Base de combate, Tarsândan Provincia de Kandahar Afganistán
ANTÍGONA
Uno.
Dos.
Tres.
Cuatro. Cuento los instantes y recito la basmala: En el nombre de Dios, el misericordioso, el compasivo… Ahora todo depende de mí. Estoy asustada: me tiemblan las manos y tengo la boca seca. Miro hacia atrás, a las montañas donde he pasado toda mi vida, donde nací, donde ha muerto mi familia. Toda mi familia salvo mi hermano Yusuf, claro.
Recuerdo lo que me dijo Yusuf antes de partir para atacar el fuerte: «A veces, para dominar una situación, hay que enloquecer y mantenerse cuerdo al mismo tiempo».
Lo recuerdo mientras empujo el carro y traqueteo pendiente abajo hacia la llanura y el fuerte. Lo han arrasado todo. No hay árboles, ni vegetación, ni nada que dé sombra; la tierra está seca, resquebrajada y ardiente, pese a lo temprano del día. El polvo me envuelve, el sol brilla implacable sobre el pardo terraplén del fuerte. El suelo está cubierto de huellas de botas y de las ruedas de incontables vehículos.
A un lado de las fortificaciones veo una montaña de desperdicios: bidones de combustible, barras dobladas de hierro, cubos y bolsas de plástico. El único indicio de vida son los ocasionales destellos metálicos del sol y una línea vertical de humo. Este árido paisaje es lo más opuesto al valle verde y fértil del que he salido. Aunque el panorama es desolador, me he pasado toda la noche cruzando las montañas con la esperanza de ver precisamente esto.
Mientras empujo el suelo con las manos para impulsar el carro, recuerdo los precarios senderos de montaña y me parece increíble haber conseguido llegar hasta aquí contando únicamente con la fuerza de mis débiles hombros y brazos. Algunos músculos me duelen al tacto, como si fueran una herida abierta; en otros no siento absolutamente nada. Los muñones de mis piernas han empezado a sangrar porque la amputación es reciente y el roce constante de mi avance ha abierto las suturas en carne viva. No atiendo al dolor; no atiendo a nada, salvo al hecho de que he llegado. Me digo que estoy aquí porque mi corazón es grande y mi ternura es verdadera. Estoy aquí para enterrar a mi hermano según los principios de mi fe. Y nada más.

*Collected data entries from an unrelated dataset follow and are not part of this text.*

PR #63, opened 2023-07-10
Taxonomy view/management REST APIs

rpenido:
## Description
This PR adds support for creating, viewing, updating and deleting Taxonomies via REST APIs, with the permissions applied accordingly.

## Supporting Information
* Closes https://github.com/openedx/modular-learning/issues/73

## Testing instructions
* Ensure that all endpoints in the related issue are implemented.
* Ensure that the tests cover the expected behaviour of the view and permissions as described in the related issue.

## To do before merge
- [ ] squash and merge this change (don't just merge)

### DIFF
--- a/openedx_tagging/core/tagging/urls.py
+++ b/openedx_tagging/core/tagging/urls.py
@@ -1,0 +1,10 @@
+"""
+Tagging API URLs.
+"""
+
+from django.urls import path, include
+
+from .rest_api import urls
+
+app_name = "oel_tagging"
+urlpatterns = [path("", include(urls))]
--- a/tests/openedx_tagging/core/tagging/test_views.py
+++ b/tests/openedx_tagging/core/tagging/test_views.py
@@ -1,0 +1,365 @@
+"""
+Tests tagging rest api views
+"""
+
+import ddt
+from django.contrib.auth import get_user_model
+from django.urls import reverse
+from rest_framework import status
+from rest_framework.test import APITestCase
+
+from openedx_tagging.core.tagging.models import Taxonomy
+
+User = get_user_model()
+
+
+def check_taxonomy(
+    data,
+    id,
+    name,
+    description=None,
+    enabled=True,
+    required=False,
+    allow_multiple=False,
+    allow_free_text=False,
+    system_defined=False,
+    visible_to_authors=True,
+):
+    assert data["id"] == id
+    assert data["name"] == name
+    assert data["description"] == description
+    assert data["enabled"] == enabled
+    assert data["required"] == required
+    assert data["allow_multiple"] == allow_multiple
+    assert data["allow_free_text"] == allow_free_text
+    assert data["system_defined"] == system_defined
+    assert data["visible_to_authors"] == visible_to_authors
+
+
+@ddt.ddt
+class TestTaxonomyViewSet(APITestCase):
+    def setUp(self):
+        super().setUp()
+
+        self.user = User.objects.create(
+            username="user",
+            email="user@example.com",
+        )
+
+        self.staff = User.objects.create(
+            username="staff",
+            email="staff@example.com",
+            is_staff=True,
+        )
+
+    @ddt.data(
+        (None, status.HTTP_200_OK, 3),
+        (1, status.HTTP_200_OK, 2),
+        (0, status.HTTP_200_OK, 1),
+        (True, status.HTTP_200_OK, 2),
+        (False, status.HTTP_200_OK, 1),
+        ("True", status.HTTP_200_OK, 2),
+        ("False", status.HTTP_200_OK, 1),
+        ("1", status.HTTP_200_OK, 2),
+        ("0", status.HTTP_200_OK, 1),
+        (2, status.HTTP_400_BAD_REQUEST, None),
+        ("invalid", status.HTTP_400_BAD_REQUEST, None),
+    )
+    @ddt.unpack
+    def test_list_taxonomy_queryparams(self, enabled, expected_status, expected_count):
+        Taxonomy.objects.create(name="Taxonomy enabled 1", enabled=True).save()
+        Taxonomy.objects.create(name="Taxonomy enabled 2", enabled=True).save()
+        Taxonomy.objects.create(name="Taxonomy disabled", enabled=False).save()
+
+        url = reverse("oel_tagging:taxonomy-list")
+
+        self.client.force_authenticate(user=self.staff)
+        if enabled is not None:
+            response = self.client.get(url, {"enabled": enabled})
+        else:
+            response = self.client.get(url)
+        assert response.status_code == expected_status
+
+        # If we were able to list the taxonomies, check that we got the expected number back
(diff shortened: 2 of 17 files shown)


openedx-webhooks:
Thanks for the pull request, @rpenido!  Please note that it may take us up to several weeks or months to complete a review and merge your PR.

- supporting documentation

pomegranited:
@rpenido Ok to leave this PR here in Draft, but until https://github.com/openedx/openedx-learning/pull/58 is merged, do you mind to submit your work to a open-craft PR against that branch instead? Then we can see the diff between what you're adding and what that PR adds.

rpenido:
@pomegranited Updated this PR. I think we are ready to review here!

openedx_tagging/core/tagging/urls.py
```diff
@@ -0,0 +1,10 @@
+"""
+Tagging API URLs.
+"""
+
+from django.urls import path, include
+
+from .rest_api import urls
+
+app_name = "oel_tagging"
```
rpenido, line 9: Removing this breaks the tests. Is there a way to set the app_name only for tests?

pomegranited: Nah, it's ok to leave this here.

pomegranited (approved):
Hi @rpenido this is looking really good!

I've suggested two really minor changes, but this is ready for upstream review once they're addressed.

:+1:

- [x] I tested this by running the dev server:
   ```
   # Run migrations
   python3 manage.py migrate
   # Create a superuser
   python3 manage.py createsuperuser # and used the shell to create non-superusers
   # Run the dev server
   python3 manage.py runserver
   # Login using Django Admin (non-staff users can login, they just can't see Django Admin)
   # http://127.0.0.1:8000/admin/
   # REST API is here:
   # http://127.0.0.1:8000/tagging/rest_api/v1/
   ```
- [x] I read through the code
- [x] Includes documentation

pomegranited:
Thanks for applying those changes @rpenido ! This is ready for @ormsbee and/or @bradenmacdonald 's review now.

tests/openedx_tagging/core/tagging/test_views.py
```diff
@@ -0,0 +1,365 @@
...
+        assert response.status_code == status.HTTP_404_NOT_FOUND
+
+    @ddt.data(
+        (None, status.HTTP_403_FORBIDDEN),
+        ("user", status.HTTP_403_FORBIDDEN),
+        ("staff", status.HTTP_201_CREATED),
+    )
+    @ddt.unpack
+    def test_create_taxonomy(self, user_attr, expected_status):
+        url = reverse("oel_tagging:taxonomy-list")
```
bradenmacdonald, line 146: Nit: In my opionion, it's better to hard-code the REST API URLs in tests, so that if you change the URL (breaking backwards compatibility), the test will fail. If you use reverse, you can change the URLs which breaks backwards compatibility, but the tests will still pass.

This is an optional piece of feedback.

tests/openedx_tagging/core/tagging/test_views.py
```diff
@@ -0,0 +1,365 @@
...
+                    "enabled": False,
+                    "required": False,
+                },
+            )
+
+    @ddt.data(
+        (False, False, status.HTTP_200_OK),
+        (False, True, status.HTTP_200_OK),
+        (True, False, status.HTTP_403_FORBIDDEN),
+        (True, True, status.HTTP_403_FORBIDDEN),
```
bradenmacdonald, line 307: We allow changing a taxonomy from system_defined=False to system_defined=True, but not vice versa? That seems weird.

If we say that "Even taxonomy admins cannot change system taxonomies." then I don't think anyone should be allowed to create them via the API either.

bradenmacdonald (commented):
From a quick look, this looks fine. Just had two questions. I don't need to review this again; @pomegranited can give final approval and merge.

tests/openedx_tagging/core/tagging/test_views.py
pomegranited: That's a good point.. @rpenido do you have time to make this change to your tests this sprint? If not, then we can leave this out.

I recommend putting the hard-coded strings as constants up at the top and use string formatting, e.g.

TAXONOMY_LIST_URL = `/tagging/rest_api/v1/taxonomy/'
TAXONOMY_VIEW_URL = f`/tagging/rest_api/v1/taxonomy/{taxonomy.pk}'

tests/openedx_tagging/core/tagging/test_views.py
```diff
@@ -0,0 +1,365 @@
...
+
+        self.client.force_authenticate(user=self.staff)
+        response = self.client.patch(
+            url, {"system_defined": update_value}, format="json"
+        )
+        assert response.status_code == expected_status
+
+        if status.is_success(expected_status):
+            response = self.client.get(url)
+            assert response.data["system_defined"] == False
```
pomegranited, line 327: Could you make this test clearer with:

```suggestion
        # Verify that system_defined has not changed
        response = self.client.get(url)
        assert response.data["system_defined"] == create_value
```

tests/openedx_tagging/core/tagging/test_views.py
pomegranited: > We allow changing a taxonomy from system_defined=False to system_defined=True, but not vice versa? That seems weird.

It's OK, that's not what this test does.. It shows that `system_defined` is _always ignored_ when passed as part of the taxonomy patch data, so it can't be changed via the REST API.

However, we can make this clearer with [this suggestion](https://github.com/openedx/openedx-learning/pull/63/files#r1275737975).

> If we say that "Even taxonomy admins cannot change system taxonomies." then I don't think anyone should be allowed to create them via the API either.

Yep, that's already true, see [test_create_taxonomy_system_defined](https://github.com/openedx/openedx-learning/pull/63/files#diff-2f11bfdf39bf0bee3b4778c0d84478fa6afd170e57245f804c77b2e9b4d865a4R184-R194).

rpenido: The different status is because for `system_defined=True`, we have a rule (status=403):
https://github.com/openedx/openedx-learning/blob/a7bc37af850cbdc56537d7c8455a050423049708/openedx_tagging/core/tagging/rules.py#L25-L32

For `system_defined=False`, we just drop the value because of the `editable=False` in the model field (status=200):
https://github.com/openedx/openedx-learning/blob/a7bc37af850cbdc56537d7c8455a050423049708/openedx_tagging/core/tagging/models.py#L143-L150

rpenido: Done: 2ccae75d75227729a3beca0b010d0995e4430697

rpenido:
@pomegranited I made the changes with new commits: 2ccae75d75227729a3beca0b010d0995e4430697 and cec362d2cfc5342949e743cd6097c1ca750d8dd5. That way, I think it is easier to review.

Let me know if I should squash the commits, or you can do it yourself.

Thank you!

Un cadáver cubierto de moscas me impide el paso. Noto una punzada de rabia. Con una sensación de irrealidad, me inclino sobre el cuerpo y le doy la vuelta. No es Yusuf, sino un joven tendido boca abajo con un agujero de bala en la frente. Tiene sangre coagulada en un ojo y el otro está cerrado. Lo dejo otra vez en el suelo y rezo la janaza. A cierta distancia hay otro cadáver acurrucado. Es Rehmat, uno de los hombres de Yusuf; su turbante negro se desmadeja cuando le levanto la cabeza. Rehmat era tan fuerte que podía alzar un roble caído con una sola mano, pero ahora esa misma mano inerte reposa en la mía. Lo dejo donde estaba y vuelvo a sentarme en el carro. Una bandada de cuervos impacientes vuela en círculos y, más arriba, un buitre bate las alas y se prepara para bajar. En un extremo del fuerte restalla una bandera, que suena como disparos en la brisa. Estoy agotada. Que mi hermano atacara este lugar fue una locura: detrás de sus múltiples alambradas, sacos de arena y muros de piedra y adobe, el fuerte parece inexpugnable.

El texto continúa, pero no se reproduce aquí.